Siempre se ha sabido que, además de la glucosa de donde toma la energía para su correcto funcionamiento, el cerebro precisa de otros muchos compuestos. Bien sea farmacológicamente o bien a través de la dieta, estos compuestos contribuyen a una mejor y más efectiva transmisión de las señales neuronales. Poco se sabe aún, no obstante, acerca de cómo los nutrientes u otros compuestos bioquímicos ejercen un papel protector sobre las neuronas. O, menos todavía, de cómo los distintos factores nutricionales son capaces de activar un gen para que dé una respuesta adecuada. Una respuesta, por cierto, que va mermando con el paso de los años o cuando aparece una patología de carácter degenerativo como la enfermedad de Alzheimer o la esclerosis múltiple.
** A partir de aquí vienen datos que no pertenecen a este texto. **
Issue #6254, opened 2025-03-04
Standarized the version selection argument between bash and powershell scripts


timotheeguerin:
It is currently `--release` for bash and `--Version` for powershell.

For reference bun just takes the first positional argument https://bun.sh/docs/installation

La pregunta que se formulan los expertos desde hace años es casi obligada: ¿puede la nutrición frenar o prevenir el deterioro de capacidades cognitivas asociada al paso de los años? En caso afirmativo: ¿cuáles son los compuestos ideales y de qué modo actúan?
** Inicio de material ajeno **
PR #6349, opened 2025-03-10
[python] pass combined types to python generator

iscai-msft:
Currently, we don't add `combined` types to our `typesMap`, which we then pass to our python generator. So the python generator doesn't build the type for `combined` types, and when we try to build up an actual parameter that has a `combined` type, we run into issues


msyyc:
To fix this [issue](https://teams.microsoft.com/l/message/19:b97d98e6d22c41e0970a1150b484d935@thread.skype/1741622705651?tenantId=72f988bf-86f1-41af-91ab-2d7cd011db47&groupId=3e17dcb0-4257-4a30-b843-77f47f1d4121&parentMessageId=1741622705651&teamName=Azure%20SDK&channelName=Language%20-%20Python&createdTime=1741622705651)

msyyc (approved):

Issue #6290, opened 2025-03-05
Generate paging methods for NextLink


JoshLove-msft:
Covers the nextLink pageable operations.

PR #6353, opened 2025-03-10
Implement nextLink paging

JoshLove-msft:
Fixes https://github.com/microsoft/typespec/issues/6290


packages/http-client-csharp/generator/Microsoft.TypeSpec.Generator.ClientModel/src/ClientModelExtensions.cs
```diff
@@ -1,19 +0,0 @@
-// Copyright (c) Microsoft Corporation. All rights reserved.
-// Licensed under the MIT License.
-
-using Microsoft.TypeSpec.Generator.ClientModel.Providers;
-using Microsoft.TypeSpec.Generator.Providers;
-
-namespace Microsoft.TypeSpec.Generator.ClientModel
-{
-    public static class ClientModelExtensions
```
JoshLove-msft, line 9: This was only used in the sample

packages/http-client-csharp/generator/Microsoft.TypeSpec.Generator.ClientModel/src/Providers/CollectionResultDefinition.cs
```diff
@@ -0,0 +1,324 @@
...
+                new CSharpType(typeof(RequestOptions)),
+                "_options",
+                this);
+
+            _modelType = modelType;
+            _operation = operation;
+            _isAsync = isAsync;
+
+            var response = _operation.Responses.FirstOrDefault(r => !r.IsErrorResponse);
+            var model = ScmCodeModelPlugin.Instance.TypeFactory.CreateModel((InputModelType)response!.BodyType!)!;
```
ArcturusZhang, line 63: so we have a `model` here, and there is an input argument `modelType`, what is the relationship between these two?
If they are the same thing (`model` is the typeprovider of `modelType`), do we still need the input `modelType`?
If they are different thing, their names here are confusing, we might need to change them.

packages/http-client-csharp/generator/Microsoft.TypeSpec.Generator.ClientModel/src/Providers/CollectionResultDefinition.cs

La pregunta, no por obligada, tiene una respuesta simple. Como se ha visto en años recientes, el beneficio potencial de una nutrición correcta sobre el estado de salud de un individuo depende no sólo de sus componentes sino también de la respuesta individual condicionada por los genes, del metabolismo a nivel molecular y, por supuesto, del estilo de vida. A ello cabe sumar lo que ocurre en el cerebro. Por ejemplo, cómo adquiere la información, cómo la procesa, cómo obtiene el alimento que precisa o qué ocurre cuando se da una situación de deterioro neuronal. Dicho de otro modo: si bien puede darse como cierto de que la dieta también alimenta nuestro cerebro, los mecanismos que rigen este proceso, y por tanto, el conocimiento de cómo mejorarlo, se ignoran en buena medida.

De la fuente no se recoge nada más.